● TASK DIRECTIONS
Write out exactly the lines from the first line of the records below through the line that contains "data back out", and stop there.

[RECORD EXTRACTS Boundary: Start]

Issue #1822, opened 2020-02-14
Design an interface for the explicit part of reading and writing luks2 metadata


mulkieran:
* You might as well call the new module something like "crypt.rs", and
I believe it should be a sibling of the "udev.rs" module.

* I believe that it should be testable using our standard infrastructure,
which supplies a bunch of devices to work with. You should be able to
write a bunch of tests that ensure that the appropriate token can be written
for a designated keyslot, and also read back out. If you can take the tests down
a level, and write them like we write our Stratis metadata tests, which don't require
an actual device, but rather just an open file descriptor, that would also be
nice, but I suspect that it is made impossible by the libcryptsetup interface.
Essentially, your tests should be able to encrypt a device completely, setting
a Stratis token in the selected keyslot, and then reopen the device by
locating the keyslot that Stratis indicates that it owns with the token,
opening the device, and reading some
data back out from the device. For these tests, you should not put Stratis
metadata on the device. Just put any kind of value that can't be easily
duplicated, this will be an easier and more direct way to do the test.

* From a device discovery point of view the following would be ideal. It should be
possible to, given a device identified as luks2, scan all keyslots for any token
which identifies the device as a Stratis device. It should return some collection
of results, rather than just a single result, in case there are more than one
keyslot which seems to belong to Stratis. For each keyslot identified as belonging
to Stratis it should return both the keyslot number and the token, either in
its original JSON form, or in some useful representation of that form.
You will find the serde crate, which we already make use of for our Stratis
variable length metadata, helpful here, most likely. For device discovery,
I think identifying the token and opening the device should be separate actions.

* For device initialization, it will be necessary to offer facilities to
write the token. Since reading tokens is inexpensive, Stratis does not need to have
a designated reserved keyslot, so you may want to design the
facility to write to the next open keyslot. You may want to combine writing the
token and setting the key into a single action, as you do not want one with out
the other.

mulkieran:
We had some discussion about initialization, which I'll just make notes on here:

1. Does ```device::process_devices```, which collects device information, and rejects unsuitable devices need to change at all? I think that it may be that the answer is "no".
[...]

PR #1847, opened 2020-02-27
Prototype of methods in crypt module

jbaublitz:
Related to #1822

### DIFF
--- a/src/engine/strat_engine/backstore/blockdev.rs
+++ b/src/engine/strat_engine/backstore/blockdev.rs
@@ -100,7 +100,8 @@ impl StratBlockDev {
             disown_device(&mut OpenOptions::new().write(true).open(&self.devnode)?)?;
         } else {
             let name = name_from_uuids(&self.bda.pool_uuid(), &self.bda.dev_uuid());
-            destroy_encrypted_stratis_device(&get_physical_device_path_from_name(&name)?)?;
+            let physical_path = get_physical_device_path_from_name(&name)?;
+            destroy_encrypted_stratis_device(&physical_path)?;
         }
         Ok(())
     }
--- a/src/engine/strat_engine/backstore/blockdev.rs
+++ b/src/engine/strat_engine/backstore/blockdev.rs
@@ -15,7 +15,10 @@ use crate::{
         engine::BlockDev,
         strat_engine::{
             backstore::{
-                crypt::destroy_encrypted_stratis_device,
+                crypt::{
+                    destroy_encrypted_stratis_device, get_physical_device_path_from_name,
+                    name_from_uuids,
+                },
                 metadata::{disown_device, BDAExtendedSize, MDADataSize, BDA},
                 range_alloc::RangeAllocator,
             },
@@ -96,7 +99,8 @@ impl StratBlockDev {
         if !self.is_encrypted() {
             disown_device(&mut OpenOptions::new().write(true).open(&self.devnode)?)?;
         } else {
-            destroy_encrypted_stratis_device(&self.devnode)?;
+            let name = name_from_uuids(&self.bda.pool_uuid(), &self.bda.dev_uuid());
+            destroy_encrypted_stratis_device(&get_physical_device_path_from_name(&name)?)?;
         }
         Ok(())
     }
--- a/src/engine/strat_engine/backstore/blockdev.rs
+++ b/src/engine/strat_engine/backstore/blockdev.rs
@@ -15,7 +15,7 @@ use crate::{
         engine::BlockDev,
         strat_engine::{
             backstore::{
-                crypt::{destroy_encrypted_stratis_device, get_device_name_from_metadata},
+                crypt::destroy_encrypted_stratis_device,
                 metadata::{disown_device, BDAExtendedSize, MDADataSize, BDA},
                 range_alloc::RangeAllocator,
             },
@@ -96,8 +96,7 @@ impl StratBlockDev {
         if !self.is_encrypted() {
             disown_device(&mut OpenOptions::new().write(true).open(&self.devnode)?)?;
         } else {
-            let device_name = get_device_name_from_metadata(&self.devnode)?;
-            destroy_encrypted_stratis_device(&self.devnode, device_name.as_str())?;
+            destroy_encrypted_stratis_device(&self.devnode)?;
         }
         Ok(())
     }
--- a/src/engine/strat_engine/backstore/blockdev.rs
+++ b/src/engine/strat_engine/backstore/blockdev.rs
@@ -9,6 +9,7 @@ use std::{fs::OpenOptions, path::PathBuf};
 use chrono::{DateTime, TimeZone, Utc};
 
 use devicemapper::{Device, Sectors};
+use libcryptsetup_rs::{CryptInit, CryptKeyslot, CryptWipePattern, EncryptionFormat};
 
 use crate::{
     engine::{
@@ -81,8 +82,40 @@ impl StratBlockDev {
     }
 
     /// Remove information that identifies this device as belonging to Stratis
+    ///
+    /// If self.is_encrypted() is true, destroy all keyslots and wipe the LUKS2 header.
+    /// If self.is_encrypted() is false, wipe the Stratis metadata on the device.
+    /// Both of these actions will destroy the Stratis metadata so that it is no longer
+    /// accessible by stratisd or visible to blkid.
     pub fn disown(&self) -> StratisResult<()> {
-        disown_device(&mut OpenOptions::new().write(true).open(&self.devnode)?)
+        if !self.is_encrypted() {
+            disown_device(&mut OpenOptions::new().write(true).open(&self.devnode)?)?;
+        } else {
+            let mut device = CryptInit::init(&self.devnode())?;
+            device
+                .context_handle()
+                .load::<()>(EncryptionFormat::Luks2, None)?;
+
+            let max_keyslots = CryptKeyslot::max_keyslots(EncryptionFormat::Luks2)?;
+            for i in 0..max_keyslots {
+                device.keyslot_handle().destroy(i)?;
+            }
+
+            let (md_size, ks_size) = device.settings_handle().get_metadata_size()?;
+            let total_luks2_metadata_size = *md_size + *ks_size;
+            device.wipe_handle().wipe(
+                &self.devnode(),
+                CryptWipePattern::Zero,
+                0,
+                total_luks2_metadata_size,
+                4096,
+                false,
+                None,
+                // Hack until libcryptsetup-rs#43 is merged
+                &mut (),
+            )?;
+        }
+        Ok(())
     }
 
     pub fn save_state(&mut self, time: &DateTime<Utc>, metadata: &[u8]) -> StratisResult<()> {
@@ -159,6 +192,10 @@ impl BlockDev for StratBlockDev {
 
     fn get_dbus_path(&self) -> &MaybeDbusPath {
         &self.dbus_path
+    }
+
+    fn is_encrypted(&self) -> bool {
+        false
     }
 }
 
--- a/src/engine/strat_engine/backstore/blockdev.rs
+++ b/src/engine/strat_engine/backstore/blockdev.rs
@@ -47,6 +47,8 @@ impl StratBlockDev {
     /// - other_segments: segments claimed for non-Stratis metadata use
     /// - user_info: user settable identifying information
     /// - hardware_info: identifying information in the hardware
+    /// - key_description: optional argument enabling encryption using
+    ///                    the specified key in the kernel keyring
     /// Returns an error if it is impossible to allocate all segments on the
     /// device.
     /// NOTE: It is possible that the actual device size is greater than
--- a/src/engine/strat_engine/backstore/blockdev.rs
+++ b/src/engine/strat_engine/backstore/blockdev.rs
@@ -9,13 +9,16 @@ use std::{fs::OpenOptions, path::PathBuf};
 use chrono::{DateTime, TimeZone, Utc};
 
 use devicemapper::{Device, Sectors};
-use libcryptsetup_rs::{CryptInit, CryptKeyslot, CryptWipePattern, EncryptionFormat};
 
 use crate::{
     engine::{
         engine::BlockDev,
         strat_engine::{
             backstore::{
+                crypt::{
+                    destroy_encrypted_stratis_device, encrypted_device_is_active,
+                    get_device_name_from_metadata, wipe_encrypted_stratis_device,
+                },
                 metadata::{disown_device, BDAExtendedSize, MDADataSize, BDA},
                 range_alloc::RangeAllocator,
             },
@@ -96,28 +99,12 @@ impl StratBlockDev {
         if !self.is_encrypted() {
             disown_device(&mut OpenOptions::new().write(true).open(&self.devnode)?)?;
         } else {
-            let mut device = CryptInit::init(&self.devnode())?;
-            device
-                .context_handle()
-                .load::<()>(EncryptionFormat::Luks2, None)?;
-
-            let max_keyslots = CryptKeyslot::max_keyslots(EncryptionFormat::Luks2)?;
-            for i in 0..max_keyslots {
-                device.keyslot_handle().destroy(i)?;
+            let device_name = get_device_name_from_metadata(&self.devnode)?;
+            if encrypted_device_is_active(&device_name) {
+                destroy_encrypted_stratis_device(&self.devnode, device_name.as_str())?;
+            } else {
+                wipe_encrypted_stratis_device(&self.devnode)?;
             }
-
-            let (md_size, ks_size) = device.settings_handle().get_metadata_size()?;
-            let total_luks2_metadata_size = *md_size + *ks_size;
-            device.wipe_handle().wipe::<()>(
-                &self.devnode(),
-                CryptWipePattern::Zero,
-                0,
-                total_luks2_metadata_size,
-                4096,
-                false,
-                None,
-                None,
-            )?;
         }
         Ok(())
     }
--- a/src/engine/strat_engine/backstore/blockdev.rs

[RECORD EXTRACTS Boundary: End]

● SOLUTION TO THE PROBLEM
Issue #1822, opened 2020-02-14
Design an interface for the explicit part of reading and writing luks2 metadata


mulkieran:
* You might as well call the new module something like "crypt.rs", and
I believe it should be a sibling of the "udev.rs" module.

* I believe that it should be testable using our standard infrastructure,
which supplies a bunch of devices to work with. You should be able to
write a bunch of tests that ensure that the appropriate token can be written
for a designated keyslot, and also read back out. If you can take the tests down
a level, and write them like we write our Stratis metadata tests, which don't require
an actual device, but rather just an open file descriptor, that would also be
nice, but I suspect that it is made impossible by the libcryptsetup interface.
Essentially, your tests should be able to encrypt a device completely, setting
a Stratis token in the selected keyslot, and then reopen the device by
locating the keyslot that Stratis indicates that it owns with the token,
opening the device, and reading some
data back out from the device. For these tests, you should not put Stratis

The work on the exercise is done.